═══ DATA FOR ANALYSIS

PR #6416, opened 2019-08-21
Fixes #3708 Allow the citizen integrator to choose how the integratio…

### LINKED ISSUE #3708: Allow the citizen integrator to choose how the integration is exposed
## This is a...

<pre><code>
[x] Feature request
[ ] Bug report  
</code></pre>

## Description

With #3504 we expose the integration via 3scale if the backend is configured to do so. So every integration that ends up being exposed (API provider, webhook) will be exposed either via 3scale API gateway or via OpenShift Route.

We should allow the user to choose how to expose integrations on a per-integration basis (from this evil comment https://github.com/syndesisio/syndesis/issues/3504#issuecomment-424816704).

rkorytkowski:
…n is exposed

Initial PR to check if build passes and verify approach.

Screenshots:

image

image


app/common/model/src/main/java/io/syndesis/common/model/integration/IntegrationOverview.java
```diff
@@ -60,6 +61,10 @@ default IntegrationBulletinBoard getBoard() {
 
     Optional<String> getUrl();
 
+    Optional<String> getUrlTo3scale();
```
rkorytkowski: Could it actually be exposed via 'config.json'? Does operator modify configmap, if we change an environment variable after installation? Or will one have to modify both the OPENSHIFT_ULR_TO3SCALE environment variable and config map?

zregvart: It could be added to `config.json`, not sure about operator changing the ConfigMap perhaps @lgarciaaco can answer that. I think it would make sense to make this part of the Syndesis custom resource instead of environment variable...

app/common/model/src/main/java/io/syndesis/common/model/integration/IntegrationBase.java
```diff
@@ -92,6 +96,36 @@ default boolean isDeleted() {
...
+    @JsonIgnore
+    default boolean isExposable() {
+        return getFlows().stream().flatMap(f -> f.getSteps().stream())
+            .flatMap(step -> Optionals.asStream(step.getAction()))
+            .flatMap(action -> action.getTags().stream())
+            .anyMatch("expose"::equals);
+    }
+
+    @JsonIgnore
+    default boolean isExposeVia3scale(String urlTo3Scale) {
```
zregvart: Perhaps 

```suggestion
    default boolean isExposableVia3Scale(String urlTo3Scale) {
```

app/common/model/src/main/java/io/syndesis/common/model/integration/IntegrationOverview.java
zregvart: Perhaps

```suggestion
    Optional<String> getManagementUrl();
```

This way it's not tied to 3scale and we can point to the OpenShift console route if we'd like to.

app/common/model/src/main/java/io/syndesis/common/model/integration/IntegrationOverview.java
```diff
@@ -60,6 +61,10 @@ default IntegrationBulletinBoard getBoard() {
...
+
+    Optional<List<String>> getExposureOptions();
```
zregvart: No need for `Optional` with collections

```suggestion
    Set<String> getExposureOptions();
```

app/server/endpoint/src/main/java/io/syndesis/server/endpoint/v1/handler/integration/IntegrationHandler.java
```diff
@@ -74,11 +75,11 @@
     Creator<Integration>, Deleter<Integration>, Updater<Integration>, Validating<Integration> {
 
     private static final Logger LOGGER = LoggerFactory.getLogger(IntegrationHandler.class);
-
     final APIGenerator apiGenerator;
     private final EncryptionComponent encryptionSupport;
     private final Inspectors inspectors;
     private final OpenShiftService openShiftService;
+    private final OpenShiftConfigurationProperties openShiftProperties;
```
zregvart: Perhaps we could store only the 3scale management URL here instead of `OpenShiftConfigurationProperties`

app/server/endpoint/src/main/java/io/syndesis/server/endpoint/v1/handler/integration/IntegrationOverviewHelper.java
```diff
@@ -45,7 +48,8 @@ private IntegrationOverviewHelper() {
 
     @SuppressWarnings("PMD.NPathComplexity")
     static IntegrationOverview toCurrentIntegrationOverview(final Integration integration,
-        final DataManager dataManager) {
+                                                            final DataManager dataManager,
+                                                            final OpenShiftConfigurationProperties openShiftProperties) {
```
zregvart: Passing the whole `OpenShiftConfigurationProperties` seems a bit much, perhaps we could refactor this class to be initialized with `OpenShiftConfigurationProperties` and make methods non-static.

app/server/openshift/src/main/java/io/syndesis/server/openshift/OpenShiftConfigurationProperties.java
```diff
@@ -57,6 +57,8 @@
 
     private int integrationLivenessProbeInitialDelaySeconds;
 
+    private String urlTo3scale;
```
zregvart: Perhaps

```suggestion
    private String _3scaleManagementUrl;
```

app/common/model/src/main/java/io/syndesis/common/model/integration/IntegrationOverview.java
zregvart: Oh I see that it is part of the custom resource, then the operator can definitely update the `config.json`, not sure if it does currently.

app/common/model/src/main/java/io/syndesis/common/model/integration/IntegrationBase.java
```diff
@@ -92,6 +96,36 @@ default boolean isDeleted() {
...
+            String exposure = getExposure().orElse("3scale");
+            return exposure.equals("3scale");
+        } else {
+            return false;
+        }
+    }
+
+    @JsonIgnore
+    default List<String> getExposureOptions(String urlTo3scale) {
+        if (!getUsedConnectorIds().contains("webhook") && StringUtils.isNotBlank(urlTo3scale)) {
```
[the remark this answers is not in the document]
rkorytkowski: The webhook exemption logic was there for the exposeVia3scale setting so I just kept it. I'm not sure why webhook was excluded from 3scale in the first place.

app/common/model/src/main/java/io/syndesis/common/model/integration/IntegrationBase.java
```diff
@@ -92,6 +96,36 @@ default boolean isDeleted() {
...
+        if (getExposureOptions(urlTo3Scale).contains("3scale")) {
+            String exposure = getExposure().orElse("3scale");
+            return exposure.equals("3scale");
+        } else {
+            return false;
+        }
+    }
+
+    @JsonIgnore
+    default List<String> getExposureOptions(String urlTo3scale) {
```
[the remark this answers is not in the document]
rkorytkowski: I was hesitant to put that in the domain model as well. Let's move it out.

app/common/model/src/main/java/io/syndesis/common/model/integration/IntegrationBase.java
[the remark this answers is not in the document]
zregvart: Do you remember @nicolaferraro why we don't want webhooks to be exposed via 3scale?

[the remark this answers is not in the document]
nicolaferraro: I've not followed the 3scale integration discussion, but I think it can be done. Webhook integrations currently don't expose any openapi spec.

app/server/openshift/src/main/java/io/syndesis/server/openshift/OpenShiftConfigurationProperties.java
rkorytkowski: I renamed it to managementUrlFor3scale to avoid the use of '_', which is not liked by go (can only export variables starting with [A-Z]), and keep same names for go and java code.

PR #6422, opened 2019-08-22
add uninstall command

### LINKED ISSUE #6381: [operator] Implement operator uninstall command which deletes the app
This is about deleting the app when a user runs `operator uninstall`. 

https://github.com/syndesisio/fuse-online-install/blob/ba221a3854cbbaccd46e2a7b65e5cd7e83e9ee90/install_ocp.sh#L538-L543

lgarciaaco:
Closes #6381


install/operator/pkg/cmd/internal/uninstall/uninstall.go
```diff
@@ -0,0 +1,87 @@
...
+    for _, res := range sl.Items {
+        err = c.Delete(o.Context, &res)
+        if err != nil {
+            if !errors.IsNotFound(err) {
+                fmt.Println(err, "could not deleted", "custom resource", res.Name, "namespace", res.GetNamespace())
+            }
+        } else {
+            fmt.Println("resource deleted", "custom resource", res.Name, "namespace", res.GetNamespace())
+        }
+    }
```
chirino: This might be a good start.. but I think we also need to render the install resources (to get a list of things we create to get the operator installed) and then delete those too.  So we put back the cluster to how it looked before we did an install.

chirino:
I wonder if we should just set the ownerRef of those additional resources we install to be the syndesis CRD.  So that way if we delete the syndesis CRD, it should auto delete those too..

install/operator/pkg/cmd/internal/uninstall/uninstall.go
lgarciaaco: well that is a new feature ... this only closes https://github.com/syndesisio/syndesis/issues/6381

lgarciaaco:
> I wonder if we should just set the ownerRef of those additional resources we install to be the syndesis CRD. So that way if we delete the syndesis CRD, it should auto delete those too..

Good idea, I rather have the CR as owner

zregvart:
Test fails on CI:
```
--- FAIL: TestUninstall (0.00s)
    uninstall_test.go:49: 	Test: When run without any CRs, `operator uninstall` should not fail
    uninstall_test.go:51: 	✗	 got an error when uninstalling the app: [could not locate a kubeconfig]
FAIL
FAIL	github.com/syndesisio/syndesis/install/operator/pkg/cmd/internal/uninstall	0.026s
```

:cry: :trumpet:

lgarciaaco:
Really a pity, we need a way to run tests against a real cluster

PR #6455, opened 2019-08-23
chore: enable incremental builds again using SNAPSHOT deployments to a git based mvn GitHub mvn repo.  fixes #5632

### LINKED ISSUE #5632: Incremental builds on CircleCI
## This is a...

<pre><code>
[x] Feature request
[ ] Bug report  
</code></pre>

## Description

The builds on CircleCI are getting longer and this prevents the UI folk from switching over to the upstream (syndesis) git repository.

We recently introduced the `--incremental` switch to `syndesis build` and enabled it on CI. This caused [some](https://circleci.com/gh/syndesisio/syndesis/75107) [issues](https://circleci.com/gh/syndesisio/syndesis/75097) that need to be refined before it's enabled again.

This is what I think needs to be done:
 - For builds on `master` the Maven artifacts in `io.syndesis` group installed in the local Maven repository need to be saved in a separate cache not tied to the hash of the `pom.xml`. This will act as a makeshift Maven repository, so when a build of a module that another module depends on is skipped the previously built version of the module (from `master`) will be used.
 - CircleCI configuration needs to be a bit more robust taking into account that some jobs can be skipped and not produce any artifacts which need to be cached/archived.

As an option, it would be good if there were a way to trigger a full build i.e. disable incremental build via some convention or parameter so if an incremental build causes issues a build can be retried as a full build. Not sure how that can be done, need to investigate it.

chirino:


zregvart:
@chirino can you finish this or revert this as it's not working at all?

PR #6479, opened 2019-08-30
feat(connector): convert input/output to json

### LINKED ISSUE #6290: [MongoDB Connector] Datashape conversion
Both producer and consumer are using [Document](https://api.mongodb.com/java/3.2/org/bson/Document.html) as an object. For consumer the conversion from either a `java object` or a `json text` is automatic, so, nothing to care about. Producer though should convert such `java object` to a `json text` that may be feeding any further step in the integration.

squakez:
Decorating the proxy by adding a method to convert any input/output to a json text, usable by other steps

closes #6290

### DIFF
--- a/app/connector/mongodb/src/main/resources/META-INF/syndesis/connector/mongodb3.json
+++ b/app/connector/mongodb/src/main/resources/META-INF/syndesis/connector/mongodb3.json
@@ -10,7 +10,7 @@
       "descriptor": {
         "componentScheme": "mongodb3",
         "inputDataShape": {
-          "kind": "json-schema"
+          "kind": "any"
         },
         "outputDataShape": {
           "kind": "json-schema"
@@ -102,7 +102,7 @@
       "descriptor": {
         "componentScheme": "mongodb3",
         "inputDataShape": {
-          "kind": "json-schema"
+          "kind": "none"
         },
         "outputDataShape": {
           "kind": "json-schema"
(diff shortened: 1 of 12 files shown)


app/connector/mongodb/src/main/resources/META-INF/syndesis/connector/mongodb3.json
```diff
@@ -10,7 +10,7 @@
       "descriptor": {
         "componentScheme": "mongodb3",
         "inputDataShape": {
-          "kind": "json-schema"
+          "kind": "any"
```
zregvart: We're no longer generating the input data shape?

app/connector/mongodb/src/test/java/io/syndesis/connector/mongo/MongoDBConnectorCountTest.java
```diff
@@ -48,9 +48,9 @@ public void mongoCountSingleTest() {
         collection.insertOne(Document.parse(json2));
         // Given
         String countArguments = "{\"test\":\"single\"}";
-        long count = (long) template().sendBody("direct:start", ExchangePattern.InOut, countArguments);
+        Document result = Document.parse(template.requestBody("direct:start", countArguments, String.class));
         // Then
-        assertEquals(1, count);
+        assertEquals(Integer.valueOf(1), result.getInteger("count"));
```
zregvart: Could we use AssertJ assertions? Something like:
```suggestion
        assertThat(result.getInteger("count")).isEqualTo(1);
```

app/connector/mongodb/src/test/java/io/syndesis/connector/mongo/MongoDBConnectorInsertTest.java
```diff
@@ -47,11 +49,16 @@ public void mongoInsertTest() {
         // When
         String uniqueId = UUID.randomUUID().toString();
         String message = String.format("{\"test\":\"unit\",\"uniqueId\":\"%s\"}", uniqueId);
+        Document doc = Document.parse(message);
         // Given
-        template().sendBody("direct:start", message);
+        Document result = Document.parse(template.requestBody("direct:start", message, String.class));
```
zregvart: Might be easier to debug if the result of `template.requestBody(...)` was put in a variable.

PR #6491, opened 2019-09-03
[operator] take operator tag as default tag for syndesis comp

### LINKED ISSUE #6468: [operator] Change source for default tags for syndesis components
Currently, if no tags are specified in the CR, the value taken comes from https://github.com/syndesisio/syndesis/blob/7ed87cab23c5183b0644e1176c0d611bf62c8d4a/install/operator/build/conf/config.yaml#L39

Changes the source of the default value to be the tag of the operator image

lgarciaaco:
Accept a parameter tag, the user can now specify the image and the tag of the operator docker image in two separate tags: 
```
syndesis install --image syndesis/syndesis-operator --tag 1.8.1-20190903
```
If no tags are supplied for meta, s2i, ui and server components,  they then take the operator tag version for it.

As we move away from statics bits in the operator, we have to sets Syndesis.Status.Version to the version of the operator which before was coming from config. Also, fix when the upgrade triggers by comparing Syndesis.Status.Version to the version of the operator.

Fixes #6468


heiko-braun:
Does this fix https://issues.jboss.org/browse/ENTESB-11274 ?

lgarciaaco:
> Does this fix https://issues.jboss.org/browse/ENTESB-11274 ?

yes

avano:
just a note that we are discussing this over chat with Luis

PR #51, opened 2018-01-30
Add myself, and add that I can take notes

orta:
Re: #50 

I have opinions on a bunch of this stuff, but nothing too strong, so I think taking notes would be a fine option for contributing. 

(Didn't add myself at the bottom to avoid merge conflicts)


leebyron:
> (Didn't add myself at the bottom to avoid merge conflicts)

Thanks for making my life easier :)

PR #52, opened 2018-01-30
Add Alan to attendees and live queries to agenda

acjay:
I'm interested in attending in-person. But I assumed location to be where I work. Not sure!

Also, didn't want to block too much time for discussion of live queries. I think 15 mins should be sufficient to share the findings of initial research, the next steps, and get some feedback.

I'm happy to take notes on another agenda section.


leebyron:
Great thanks! We'll have a video chat to dial into

acjay:
@leebyron I'm actually interested in attending in person, if possible. I happen to be in SF this week.

PR #59, opened 2018-02-01
Adds meeting notes

orta:


orta:
These are in 👍

notes/2018-02-01.md
```diff
@@ -0,0 +1,220 @@
...
+  - -ID field make sense?
+  - -Does the Relay ID make sense?
+  - -Does pagination make sense?
+
+  - In favour of splitting into more multiple sections:
+
+   Cursor per item feels weird to be normative
+   Leeb has a doc that is basically this, which has other alternatives to connections
+   C: Perhaps “pattern” as a term, is a best option?
+   Relay modern doesn’t use the global ID
```
alloy: This isn’t accurate. More accurate is that it uses an `id` field if it exists, otherwise generates its own IDs

For single nodes https://github.com/facebook/relay/blob/104b2c3a1e5199d7b2ba5c6e4ce0adffa6461fad/packages/relay-runtime/store/RelayResponseNormalizer.js#L259 and for plural nodes https://github.com/facebook/relay/blob/104b2c3a1e5199d7b2ba5c6e4ce0adffa6461fad/packages/relay-runtime/store/RelayResponseNormalizer.js#L308 (edited)

PR #69, opened 2018-03-22
Won't be able to attend :(

xuorig:
assumed wrongly it was at the same time as last time. I'll be there a the next one!

cc @leebyron


leebyron:
No problem! See you on the next one

PR #70, opened 2018-03-22
Update 2018-03-22.md

sorenbs:
- Present OpenCRUD
- status update on Top level directives (we need a champion)


leebyron:
Thanks!

PR #79, opened 2018-05-08
Time zone DST adjustments for WG #5

OlegIlyenko:
I would like to adjust the time based on the DST time zones since PDT is currently in effect.

time_converter_and_world_clock_-_conversion_at_a_glance_-_pick_best_time_to_schedule_conference_calls__webinars__online_meetings_and_phone_calls_


leebyron:
Thank you for catching and fixing this! And thanks for including UTC as a standard point to compare from.

PR #87, opened 2018-06-01
Update month for GQL Europe meeting from July to June

dwwoelfel:


IvanGoncharov:
@dwwoelfel Thanks 👍 
Same as #86 
I will merge this one before we get the third PR 😄 
I don't think it has to be reviewed.

PR #93, opened 2018-06-13
WG meeting #6 attendee: Matt Mahoney

mjmahone:
On the Location, I'm not sure whether that means where I'll be for the meeting, where I *usually* am, or where the company is based out of. Putting where I am *currently* rather than my "home base".

I could also reasonably host 1-3 people at Facebook for this WG meeting, if there was any interest in that. Probably couldn't easily host 10 people, though.


IvanGoncharov:
> On the Location, I'm not sure whether that means where I'll be for the meeting, where I usually am, or where the company is based out of. 

AFAIK, it's a place where you will be so others can join you on site.

PR #115, opened 2018-10-19
Add self to attendees

mjmahone:
Will be attending in-person.

### DIFF
--- a/agendas/2018-11-08.md
+++ b/agendas/2018-11-08.md
@@ -19,6 +19,7 @@ Name                 | Organization  | Location
 -------------------- | ------------- | ----------------------
 Lee Byron            | Robinhood     | Menlo Park, CA
 Michael Staib*       | ChilliCream   | Zurich, Switzerland
+Matt Mahoney         | Facebook      | Menlo Park, CA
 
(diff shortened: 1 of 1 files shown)


hwillson:
@mjmahone @leebyron Out of curiosity, do you have a physical location for the meeting set? We'd be happy to host the meeting at Apollo HQ if you don't yet.

cc @martijnwalraven @jbaxleyiii

leebyron:
I don't have a physical location - I'll personally not be able to make it to a physical meetup, but I think having space for one for those who can make it would be valuable!

IvanGoncharov:
> We'd be happy to host the meeting at Apollo HQ if you don't yet.

@hwillson It would be great 👍I will definetly join you for the call.
You can add location to the agenda similar to what we had for GraphQL Europe:
https://github.com/graphql/graphql-wg/blob/master/agendas/2018-06-14.md#physical-locations

abernix:
@IvanGoncharov 	@hwillson 	@leebyron 	I've opened a PR which suggests Apollo HQ for the physical location: https://github.com/graphql/graphql-wg/pull/121 We're happy to host all attendees!

PR #121, opened 2018-11-05
Add physical location for Apollo HQ

abernix:
Apollo is happy to host the GraphQL WG and host any of its attendees who might be in San Francisco.  We have a large conference room with video conferencing equipment reserved that can be used by remote attendees.

Ref: https://github.com/graphql/graphql-wg/pull/115#issuecomment-435749665

cc @leebyron @IvanGoncharov


leebyron:
Great!

abernix:
(We'll PR the video conference link closer to the event.)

══════

HOW TO COMPLETE THIS TASK: Each line carrying the string "done" should be copied out from the entries.

EXERCISE ANSWER:
nicolaferraro: I've not followed the 3scale integration discussion, but I think it can be done. Webhook integrations currently don't expose any openapi spec.
This is what I think needs to be done:
As an option, it would be good if there were a way to trigger a full build i.e. disable incremental build via some convention or parameter so if an incremental build causes issues a build can be retried as a full build. Not sure how that can be done, need to investigate it.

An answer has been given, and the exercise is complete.